**MATERIAL SHOWN**
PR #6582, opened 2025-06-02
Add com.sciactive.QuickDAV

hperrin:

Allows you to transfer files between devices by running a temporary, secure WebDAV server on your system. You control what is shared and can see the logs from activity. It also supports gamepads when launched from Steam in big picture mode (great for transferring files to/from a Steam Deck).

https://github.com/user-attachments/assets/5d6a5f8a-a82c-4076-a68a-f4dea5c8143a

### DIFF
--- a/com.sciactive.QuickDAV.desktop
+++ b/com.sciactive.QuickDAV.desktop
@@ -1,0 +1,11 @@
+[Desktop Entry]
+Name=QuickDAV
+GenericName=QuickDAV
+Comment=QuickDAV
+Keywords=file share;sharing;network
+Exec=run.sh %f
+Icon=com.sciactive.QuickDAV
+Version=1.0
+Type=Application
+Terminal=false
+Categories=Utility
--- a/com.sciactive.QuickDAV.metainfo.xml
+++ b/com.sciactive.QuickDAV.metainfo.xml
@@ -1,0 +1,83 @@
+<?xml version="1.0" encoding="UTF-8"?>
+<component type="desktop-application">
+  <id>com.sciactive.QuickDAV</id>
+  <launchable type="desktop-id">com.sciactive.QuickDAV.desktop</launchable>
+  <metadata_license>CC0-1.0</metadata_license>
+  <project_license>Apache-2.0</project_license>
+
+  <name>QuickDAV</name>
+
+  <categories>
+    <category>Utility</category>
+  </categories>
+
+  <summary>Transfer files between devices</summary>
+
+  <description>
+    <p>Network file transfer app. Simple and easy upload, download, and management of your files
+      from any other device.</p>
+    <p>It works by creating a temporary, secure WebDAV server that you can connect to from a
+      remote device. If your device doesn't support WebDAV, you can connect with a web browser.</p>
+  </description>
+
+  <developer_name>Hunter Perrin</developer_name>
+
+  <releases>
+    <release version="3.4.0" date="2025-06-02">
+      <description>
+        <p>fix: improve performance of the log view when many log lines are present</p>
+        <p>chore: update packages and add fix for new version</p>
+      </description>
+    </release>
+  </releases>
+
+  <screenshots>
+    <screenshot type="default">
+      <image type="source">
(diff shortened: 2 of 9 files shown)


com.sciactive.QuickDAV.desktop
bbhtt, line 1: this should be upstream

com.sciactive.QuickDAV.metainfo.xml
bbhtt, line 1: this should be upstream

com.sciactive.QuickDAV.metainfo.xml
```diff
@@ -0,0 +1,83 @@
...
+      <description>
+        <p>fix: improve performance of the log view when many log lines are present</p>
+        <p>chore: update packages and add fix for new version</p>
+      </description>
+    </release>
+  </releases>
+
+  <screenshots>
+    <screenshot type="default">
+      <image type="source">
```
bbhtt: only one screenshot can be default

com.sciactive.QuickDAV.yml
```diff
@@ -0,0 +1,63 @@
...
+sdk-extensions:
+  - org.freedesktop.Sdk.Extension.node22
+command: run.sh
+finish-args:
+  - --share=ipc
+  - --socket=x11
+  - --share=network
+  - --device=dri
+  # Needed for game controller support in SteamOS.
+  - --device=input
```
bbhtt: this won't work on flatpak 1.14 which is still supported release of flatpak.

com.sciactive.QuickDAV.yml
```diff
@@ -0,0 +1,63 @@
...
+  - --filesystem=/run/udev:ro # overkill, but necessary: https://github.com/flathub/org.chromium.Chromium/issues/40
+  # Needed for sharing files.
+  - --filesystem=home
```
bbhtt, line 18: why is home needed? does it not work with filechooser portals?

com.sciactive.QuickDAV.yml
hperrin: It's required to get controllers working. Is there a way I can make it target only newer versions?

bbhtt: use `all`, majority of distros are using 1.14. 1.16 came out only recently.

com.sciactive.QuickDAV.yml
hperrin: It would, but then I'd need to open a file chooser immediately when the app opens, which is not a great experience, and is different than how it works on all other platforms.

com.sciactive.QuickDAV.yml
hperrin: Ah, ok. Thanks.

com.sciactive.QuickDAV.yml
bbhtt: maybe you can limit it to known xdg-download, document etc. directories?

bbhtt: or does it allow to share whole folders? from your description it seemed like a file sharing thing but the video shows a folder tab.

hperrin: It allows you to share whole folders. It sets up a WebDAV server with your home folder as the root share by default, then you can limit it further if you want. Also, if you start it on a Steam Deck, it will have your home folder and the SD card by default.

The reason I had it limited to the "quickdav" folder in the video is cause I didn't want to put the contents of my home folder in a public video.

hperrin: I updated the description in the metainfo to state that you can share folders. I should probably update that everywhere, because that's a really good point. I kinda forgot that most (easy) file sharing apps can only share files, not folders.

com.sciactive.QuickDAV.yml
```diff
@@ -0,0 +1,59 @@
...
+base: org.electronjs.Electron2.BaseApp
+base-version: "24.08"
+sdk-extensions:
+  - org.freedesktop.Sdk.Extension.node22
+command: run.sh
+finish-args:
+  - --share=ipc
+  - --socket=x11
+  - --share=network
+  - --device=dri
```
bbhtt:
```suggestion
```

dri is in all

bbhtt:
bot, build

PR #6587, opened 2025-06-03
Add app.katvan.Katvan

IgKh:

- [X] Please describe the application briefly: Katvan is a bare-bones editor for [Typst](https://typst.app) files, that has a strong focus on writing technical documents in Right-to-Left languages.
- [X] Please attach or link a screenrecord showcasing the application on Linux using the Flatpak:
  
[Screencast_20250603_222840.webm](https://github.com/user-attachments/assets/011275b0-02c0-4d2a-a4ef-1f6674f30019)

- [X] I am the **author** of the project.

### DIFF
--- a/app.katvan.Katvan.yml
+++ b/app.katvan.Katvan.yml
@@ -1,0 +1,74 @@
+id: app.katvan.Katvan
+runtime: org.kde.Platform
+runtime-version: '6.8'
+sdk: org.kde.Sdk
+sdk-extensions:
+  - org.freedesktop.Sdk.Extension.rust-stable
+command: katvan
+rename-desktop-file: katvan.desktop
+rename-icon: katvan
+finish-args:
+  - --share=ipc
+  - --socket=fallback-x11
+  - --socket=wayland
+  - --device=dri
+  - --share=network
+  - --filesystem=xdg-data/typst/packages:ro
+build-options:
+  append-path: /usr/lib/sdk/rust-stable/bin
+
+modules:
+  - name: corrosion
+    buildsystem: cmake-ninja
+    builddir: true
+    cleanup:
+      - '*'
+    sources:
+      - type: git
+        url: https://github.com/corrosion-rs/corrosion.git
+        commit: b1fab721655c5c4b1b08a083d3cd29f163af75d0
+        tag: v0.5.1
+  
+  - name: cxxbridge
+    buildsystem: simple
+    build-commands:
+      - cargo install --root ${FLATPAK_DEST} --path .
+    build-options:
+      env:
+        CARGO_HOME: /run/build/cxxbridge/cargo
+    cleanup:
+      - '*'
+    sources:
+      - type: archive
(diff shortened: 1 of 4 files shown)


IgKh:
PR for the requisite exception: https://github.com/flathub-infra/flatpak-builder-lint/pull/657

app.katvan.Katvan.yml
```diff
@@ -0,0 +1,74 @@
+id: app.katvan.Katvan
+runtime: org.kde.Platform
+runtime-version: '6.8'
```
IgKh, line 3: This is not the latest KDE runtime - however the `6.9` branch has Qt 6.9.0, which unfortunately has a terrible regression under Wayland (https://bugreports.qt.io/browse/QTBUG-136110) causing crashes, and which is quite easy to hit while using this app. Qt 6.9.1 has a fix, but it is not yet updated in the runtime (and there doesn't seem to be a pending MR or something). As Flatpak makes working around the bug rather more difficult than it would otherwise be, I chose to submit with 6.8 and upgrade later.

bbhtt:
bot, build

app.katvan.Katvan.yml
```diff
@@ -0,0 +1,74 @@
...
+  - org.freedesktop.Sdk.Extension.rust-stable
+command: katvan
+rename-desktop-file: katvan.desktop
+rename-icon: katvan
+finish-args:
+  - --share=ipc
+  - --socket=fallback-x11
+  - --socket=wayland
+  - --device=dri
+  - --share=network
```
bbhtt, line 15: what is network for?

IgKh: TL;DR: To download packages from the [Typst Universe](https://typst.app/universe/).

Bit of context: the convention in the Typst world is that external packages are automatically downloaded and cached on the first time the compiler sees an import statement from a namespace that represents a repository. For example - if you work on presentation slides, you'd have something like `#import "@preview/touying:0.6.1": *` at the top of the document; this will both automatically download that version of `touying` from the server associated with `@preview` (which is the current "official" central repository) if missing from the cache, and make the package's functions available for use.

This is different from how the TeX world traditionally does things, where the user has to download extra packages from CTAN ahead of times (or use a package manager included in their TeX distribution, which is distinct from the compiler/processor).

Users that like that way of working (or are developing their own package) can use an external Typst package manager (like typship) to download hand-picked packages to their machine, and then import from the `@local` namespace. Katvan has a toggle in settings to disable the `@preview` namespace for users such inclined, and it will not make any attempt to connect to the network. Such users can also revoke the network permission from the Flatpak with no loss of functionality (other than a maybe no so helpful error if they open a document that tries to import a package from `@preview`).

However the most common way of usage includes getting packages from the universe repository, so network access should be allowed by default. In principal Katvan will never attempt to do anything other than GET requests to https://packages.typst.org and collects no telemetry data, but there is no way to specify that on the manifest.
--
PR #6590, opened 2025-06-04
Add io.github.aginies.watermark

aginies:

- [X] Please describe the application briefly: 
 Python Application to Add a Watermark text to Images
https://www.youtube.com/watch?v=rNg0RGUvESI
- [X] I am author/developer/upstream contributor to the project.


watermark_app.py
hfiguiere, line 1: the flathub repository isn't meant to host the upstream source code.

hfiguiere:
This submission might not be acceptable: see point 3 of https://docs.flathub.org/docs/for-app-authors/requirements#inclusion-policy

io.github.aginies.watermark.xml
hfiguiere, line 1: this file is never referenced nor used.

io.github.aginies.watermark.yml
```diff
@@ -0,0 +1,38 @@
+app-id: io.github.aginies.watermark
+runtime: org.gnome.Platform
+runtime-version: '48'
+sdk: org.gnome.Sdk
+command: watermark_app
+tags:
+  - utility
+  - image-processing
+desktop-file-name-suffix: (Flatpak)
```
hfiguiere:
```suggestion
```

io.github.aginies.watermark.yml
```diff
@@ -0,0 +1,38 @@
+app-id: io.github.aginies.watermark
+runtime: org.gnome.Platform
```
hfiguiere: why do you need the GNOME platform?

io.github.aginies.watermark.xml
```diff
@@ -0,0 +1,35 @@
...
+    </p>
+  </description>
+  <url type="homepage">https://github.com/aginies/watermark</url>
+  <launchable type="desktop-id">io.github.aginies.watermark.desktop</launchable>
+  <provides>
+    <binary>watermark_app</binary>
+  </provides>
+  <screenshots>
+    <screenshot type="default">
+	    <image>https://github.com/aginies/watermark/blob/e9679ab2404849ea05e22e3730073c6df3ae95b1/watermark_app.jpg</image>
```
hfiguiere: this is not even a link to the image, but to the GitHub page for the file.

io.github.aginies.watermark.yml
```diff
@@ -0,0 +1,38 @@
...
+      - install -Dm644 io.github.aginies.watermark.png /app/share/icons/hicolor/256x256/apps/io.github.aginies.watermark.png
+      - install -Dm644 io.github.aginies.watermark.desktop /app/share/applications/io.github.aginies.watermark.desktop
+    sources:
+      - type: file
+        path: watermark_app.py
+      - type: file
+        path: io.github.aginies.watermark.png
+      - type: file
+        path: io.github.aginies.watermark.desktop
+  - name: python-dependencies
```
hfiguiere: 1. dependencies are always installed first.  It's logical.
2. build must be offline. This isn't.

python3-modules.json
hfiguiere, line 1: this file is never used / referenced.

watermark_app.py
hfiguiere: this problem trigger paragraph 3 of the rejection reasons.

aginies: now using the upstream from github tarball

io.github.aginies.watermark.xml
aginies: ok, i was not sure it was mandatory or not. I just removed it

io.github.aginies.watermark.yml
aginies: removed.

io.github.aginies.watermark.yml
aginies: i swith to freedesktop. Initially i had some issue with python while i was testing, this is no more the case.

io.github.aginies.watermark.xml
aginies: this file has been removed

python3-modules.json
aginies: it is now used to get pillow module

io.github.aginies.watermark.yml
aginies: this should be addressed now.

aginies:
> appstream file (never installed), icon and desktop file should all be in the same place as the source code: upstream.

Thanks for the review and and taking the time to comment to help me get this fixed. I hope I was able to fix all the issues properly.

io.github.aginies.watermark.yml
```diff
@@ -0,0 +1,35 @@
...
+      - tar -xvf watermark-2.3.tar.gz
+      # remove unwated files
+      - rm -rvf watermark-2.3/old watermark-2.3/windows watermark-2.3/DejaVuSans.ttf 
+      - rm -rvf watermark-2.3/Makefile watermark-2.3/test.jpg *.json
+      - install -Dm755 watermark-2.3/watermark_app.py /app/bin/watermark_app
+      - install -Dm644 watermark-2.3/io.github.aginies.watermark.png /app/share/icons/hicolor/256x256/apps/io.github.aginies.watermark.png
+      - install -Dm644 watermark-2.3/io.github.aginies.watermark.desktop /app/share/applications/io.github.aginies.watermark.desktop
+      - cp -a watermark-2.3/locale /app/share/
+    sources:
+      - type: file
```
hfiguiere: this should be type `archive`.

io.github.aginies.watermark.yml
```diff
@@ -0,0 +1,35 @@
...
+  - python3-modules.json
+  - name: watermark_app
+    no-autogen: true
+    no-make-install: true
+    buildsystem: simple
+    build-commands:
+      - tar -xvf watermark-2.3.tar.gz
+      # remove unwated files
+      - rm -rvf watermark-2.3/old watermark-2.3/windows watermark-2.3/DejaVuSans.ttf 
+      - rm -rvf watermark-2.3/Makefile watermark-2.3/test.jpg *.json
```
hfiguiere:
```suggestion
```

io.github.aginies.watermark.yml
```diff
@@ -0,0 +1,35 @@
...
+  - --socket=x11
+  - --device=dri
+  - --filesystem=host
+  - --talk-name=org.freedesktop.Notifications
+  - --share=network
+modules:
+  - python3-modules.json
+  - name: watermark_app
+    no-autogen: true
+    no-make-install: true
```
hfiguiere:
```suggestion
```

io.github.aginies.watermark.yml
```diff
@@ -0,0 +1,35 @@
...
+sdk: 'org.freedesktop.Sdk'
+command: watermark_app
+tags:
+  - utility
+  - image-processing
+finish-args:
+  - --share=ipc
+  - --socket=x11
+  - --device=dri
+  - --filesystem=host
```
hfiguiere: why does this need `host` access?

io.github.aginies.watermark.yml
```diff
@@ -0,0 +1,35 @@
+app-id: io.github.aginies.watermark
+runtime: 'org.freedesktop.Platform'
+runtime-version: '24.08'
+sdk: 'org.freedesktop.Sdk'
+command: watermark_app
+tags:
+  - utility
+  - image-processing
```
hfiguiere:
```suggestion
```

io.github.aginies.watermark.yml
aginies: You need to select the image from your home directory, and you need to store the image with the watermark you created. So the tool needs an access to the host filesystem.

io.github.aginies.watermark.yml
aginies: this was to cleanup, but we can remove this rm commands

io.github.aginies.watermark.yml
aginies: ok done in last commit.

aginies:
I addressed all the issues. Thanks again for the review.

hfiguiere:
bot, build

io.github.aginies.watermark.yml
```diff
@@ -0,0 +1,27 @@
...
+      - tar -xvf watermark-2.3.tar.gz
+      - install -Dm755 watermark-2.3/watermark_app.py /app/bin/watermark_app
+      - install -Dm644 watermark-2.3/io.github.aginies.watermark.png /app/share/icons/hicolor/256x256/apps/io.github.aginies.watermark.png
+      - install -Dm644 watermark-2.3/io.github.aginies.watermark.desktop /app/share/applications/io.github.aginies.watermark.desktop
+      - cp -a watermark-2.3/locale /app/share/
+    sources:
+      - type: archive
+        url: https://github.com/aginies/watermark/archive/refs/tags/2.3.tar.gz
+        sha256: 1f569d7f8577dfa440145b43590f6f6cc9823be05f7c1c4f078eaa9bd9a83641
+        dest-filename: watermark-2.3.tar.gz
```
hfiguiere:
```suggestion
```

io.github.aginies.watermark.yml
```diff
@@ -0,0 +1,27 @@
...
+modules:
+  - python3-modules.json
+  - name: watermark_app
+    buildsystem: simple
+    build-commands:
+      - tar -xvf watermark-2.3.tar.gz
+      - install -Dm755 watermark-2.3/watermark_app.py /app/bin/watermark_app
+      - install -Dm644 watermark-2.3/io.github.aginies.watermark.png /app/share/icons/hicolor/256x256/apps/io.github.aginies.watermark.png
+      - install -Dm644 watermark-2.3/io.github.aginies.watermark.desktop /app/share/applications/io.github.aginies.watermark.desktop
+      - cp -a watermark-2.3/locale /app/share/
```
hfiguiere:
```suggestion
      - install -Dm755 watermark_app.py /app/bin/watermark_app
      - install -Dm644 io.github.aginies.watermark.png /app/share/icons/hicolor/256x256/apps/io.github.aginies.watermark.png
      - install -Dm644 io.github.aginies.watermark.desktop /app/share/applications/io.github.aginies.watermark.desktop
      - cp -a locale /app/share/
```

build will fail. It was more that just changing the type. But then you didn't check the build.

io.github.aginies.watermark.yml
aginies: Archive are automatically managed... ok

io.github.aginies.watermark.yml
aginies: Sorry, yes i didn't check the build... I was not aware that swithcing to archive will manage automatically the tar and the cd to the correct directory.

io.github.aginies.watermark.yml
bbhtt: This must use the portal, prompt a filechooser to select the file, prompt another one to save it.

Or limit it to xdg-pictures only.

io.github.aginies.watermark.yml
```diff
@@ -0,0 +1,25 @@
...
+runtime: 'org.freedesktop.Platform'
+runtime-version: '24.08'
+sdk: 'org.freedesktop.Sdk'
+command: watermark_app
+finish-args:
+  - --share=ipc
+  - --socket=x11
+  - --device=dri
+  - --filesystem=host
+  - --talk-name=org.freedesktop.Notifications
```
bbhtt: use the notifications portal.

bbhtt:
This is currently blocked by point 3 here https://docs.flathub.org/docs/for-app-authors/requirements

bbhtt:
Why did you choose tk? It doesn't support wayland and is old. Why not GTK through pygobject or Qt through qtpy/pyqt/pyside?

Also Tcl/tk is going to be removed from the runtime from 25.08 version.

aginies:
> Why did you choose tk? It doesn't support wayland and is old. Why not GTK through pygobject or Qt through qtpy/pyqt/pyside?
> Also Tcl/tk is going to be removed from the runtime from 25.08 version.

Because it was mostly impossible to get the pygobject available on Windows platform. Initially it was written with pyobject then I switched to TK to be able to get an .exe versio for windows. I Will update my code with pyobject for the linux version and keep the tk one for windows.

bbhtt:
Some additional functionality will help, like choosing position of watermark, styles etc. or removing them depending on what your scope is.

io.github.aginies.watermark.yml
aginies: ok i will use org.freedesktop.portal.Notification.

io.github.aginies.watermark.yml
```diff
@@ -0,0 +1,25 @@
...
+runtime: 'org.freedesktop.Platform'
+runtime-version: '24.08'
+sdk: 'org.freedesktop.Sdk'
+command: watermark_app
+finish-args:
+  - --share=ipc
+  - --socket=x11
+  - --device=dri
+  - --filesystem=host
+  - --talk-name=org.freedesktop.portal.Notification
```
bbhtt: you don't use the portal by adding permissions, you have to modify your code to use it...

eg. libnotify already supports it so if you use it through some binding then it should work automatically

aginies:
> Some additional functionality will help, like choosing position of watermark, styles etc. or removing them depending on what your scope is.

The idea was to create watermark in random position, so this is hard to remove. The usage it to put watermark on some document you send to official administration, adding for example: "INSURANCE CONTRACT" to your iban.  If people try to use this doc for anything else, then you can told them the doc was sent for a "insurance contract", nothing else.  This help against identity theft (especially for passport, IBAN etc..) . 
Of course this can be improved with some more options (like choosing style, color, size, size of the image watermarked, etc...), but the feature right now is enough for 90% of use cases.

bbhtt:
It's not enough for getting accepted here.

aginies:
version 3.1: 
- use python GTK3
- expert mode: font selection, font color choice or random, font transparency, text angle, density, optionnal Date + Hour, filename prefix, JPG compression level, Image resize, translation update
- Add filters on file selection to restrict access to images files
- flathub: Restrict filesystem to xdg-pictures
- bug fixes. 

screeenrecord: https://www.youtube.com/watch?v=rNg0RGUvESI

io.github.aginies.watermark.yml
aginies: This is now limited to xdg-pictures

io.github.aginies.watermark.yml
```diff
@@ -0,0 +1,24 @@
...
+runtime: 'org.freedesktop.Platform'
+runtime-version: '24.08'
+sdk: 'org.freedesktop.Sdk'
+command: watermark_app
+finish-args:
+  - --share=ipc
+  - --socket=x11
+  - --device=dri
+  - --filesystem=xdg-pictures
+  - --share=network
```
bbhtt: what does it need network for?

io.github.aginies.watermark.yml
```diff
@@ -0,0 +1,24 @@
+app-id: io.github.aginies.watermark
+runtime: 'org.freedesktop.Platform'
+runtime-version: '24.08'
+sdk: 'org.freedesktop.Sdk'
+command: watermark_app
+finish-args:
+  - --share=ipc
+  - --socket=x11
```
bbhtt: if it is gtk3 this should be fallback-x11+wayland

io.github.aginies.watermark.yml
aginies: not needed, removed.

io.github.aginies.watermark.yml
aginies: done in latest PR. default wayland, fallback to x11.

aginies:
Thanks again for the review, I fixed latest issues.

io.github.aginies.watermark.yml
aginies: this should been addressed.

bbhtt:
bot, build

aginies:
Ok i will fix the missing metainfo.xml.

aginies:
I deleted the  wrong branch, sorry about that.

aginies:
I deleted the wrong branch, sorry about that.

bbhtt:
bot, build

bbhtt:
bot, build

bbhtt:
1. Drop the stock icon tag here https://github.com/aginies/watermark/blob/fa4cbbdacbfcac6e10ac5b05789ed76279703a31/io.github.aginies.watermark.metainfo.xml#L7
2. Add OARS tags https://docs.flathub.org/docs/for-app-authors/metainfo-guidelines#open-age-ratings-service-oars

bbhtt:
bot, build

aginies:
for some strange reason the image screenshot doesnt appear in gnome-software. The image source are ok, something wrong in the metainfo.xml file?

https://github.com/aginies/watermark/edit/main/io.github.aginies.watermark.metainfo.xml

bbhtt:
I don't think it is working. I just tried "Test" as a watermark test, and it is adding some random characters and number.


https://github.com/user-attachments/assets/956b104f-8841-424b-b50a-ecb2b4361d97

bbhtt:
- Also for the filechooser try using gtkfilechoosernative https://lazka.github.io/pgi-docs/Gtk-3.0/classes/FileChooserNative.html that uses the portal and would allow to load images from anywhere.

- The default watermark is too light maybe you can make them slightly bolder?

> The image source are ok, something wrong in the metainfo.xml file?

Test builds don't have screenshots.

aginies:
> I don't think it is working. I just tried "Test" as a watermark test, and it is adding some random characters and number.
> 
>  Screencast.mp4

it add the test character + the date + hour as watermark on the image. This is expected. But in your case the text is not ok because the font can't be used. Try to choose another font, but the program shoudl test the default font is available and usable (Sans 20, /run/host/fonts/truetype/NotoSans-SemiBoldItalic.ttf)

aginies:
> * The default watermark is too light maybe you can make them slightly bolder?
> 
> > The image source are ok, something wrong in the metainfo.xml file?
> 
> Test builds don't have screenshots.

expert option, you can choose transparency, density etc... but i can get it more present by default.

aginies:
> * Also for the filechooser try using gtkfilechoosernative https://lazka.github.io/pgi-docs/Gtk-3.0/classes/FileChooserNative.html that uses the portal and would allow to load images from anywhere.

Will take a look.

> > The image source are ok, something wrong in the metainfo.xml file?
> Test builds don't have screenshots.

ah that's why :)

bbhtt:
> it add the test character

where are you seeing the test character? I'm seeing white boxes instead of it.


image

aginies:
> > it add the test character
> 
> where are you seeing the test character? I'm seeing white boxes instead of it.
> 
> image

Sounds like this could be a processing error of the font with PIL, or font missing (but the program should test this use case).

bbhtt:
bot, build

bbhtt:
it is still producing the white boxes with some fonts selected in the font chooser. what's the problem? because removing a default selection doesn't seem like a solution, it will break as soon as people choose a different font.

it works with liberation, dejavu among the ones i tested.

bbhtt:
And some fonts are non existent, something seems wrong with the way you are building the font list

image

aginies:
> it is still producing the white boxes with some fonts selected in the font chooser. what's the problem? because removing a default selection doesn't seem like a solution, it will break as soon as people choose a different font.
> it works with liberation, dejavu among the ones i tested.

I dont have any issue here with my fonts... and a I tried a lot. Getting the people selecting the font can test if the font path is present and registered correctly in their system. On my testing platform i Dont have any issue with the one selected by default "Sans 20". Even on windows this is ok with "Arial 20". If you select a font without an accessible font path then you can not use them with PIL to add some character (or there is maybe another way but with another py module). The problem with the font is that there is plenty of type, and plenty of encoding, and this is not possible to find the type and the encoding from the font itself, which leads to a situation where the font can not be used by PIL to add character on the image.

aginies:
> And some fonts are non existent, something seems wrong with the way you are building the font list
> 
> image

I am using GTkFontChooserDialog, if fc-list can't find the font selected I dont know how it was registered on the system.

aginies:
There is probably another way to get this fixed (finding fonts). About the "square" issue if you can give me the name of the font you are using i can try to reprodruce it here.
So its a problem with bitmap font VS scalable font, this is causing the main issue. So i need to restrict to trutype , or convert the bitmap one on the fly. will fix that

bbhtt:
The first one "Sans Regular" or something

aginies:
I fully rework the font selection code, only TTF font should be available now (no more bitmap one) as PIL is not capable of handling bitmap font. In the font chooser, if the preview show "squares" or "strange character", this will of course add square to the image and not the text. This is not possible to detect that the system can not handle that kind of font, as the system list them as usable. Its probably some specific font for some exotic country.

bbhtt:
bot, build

**EXERCISE INSTRUCTIONS**
In the entries above, restate word for word the lines between the one holding "PR #6582, opened 2025-06-02" and the one holding "--- a/com.sciactive.QuickDAV.desktop", inclusive, and nothing besides.

**WRITTEN ANSWER**
PR #6582, opened 2025-06-02
Add com.sciactive.QuickDAV

hperrin:

Allows you to transfer files between devices by running a temporary, secure WebDAV server on your system. You control what is shared and can see the logs from activity. It also supports gamepads when launched from Steam in big picture mode (great for transferring files to/from a Steam Deck).

https://github.com/user-attachments/assets/5d6a5f8a-a82c-4076-a68a-f4dea5c8143a

### DIFF
--- a/com.sciactive.QuickDAV.desktop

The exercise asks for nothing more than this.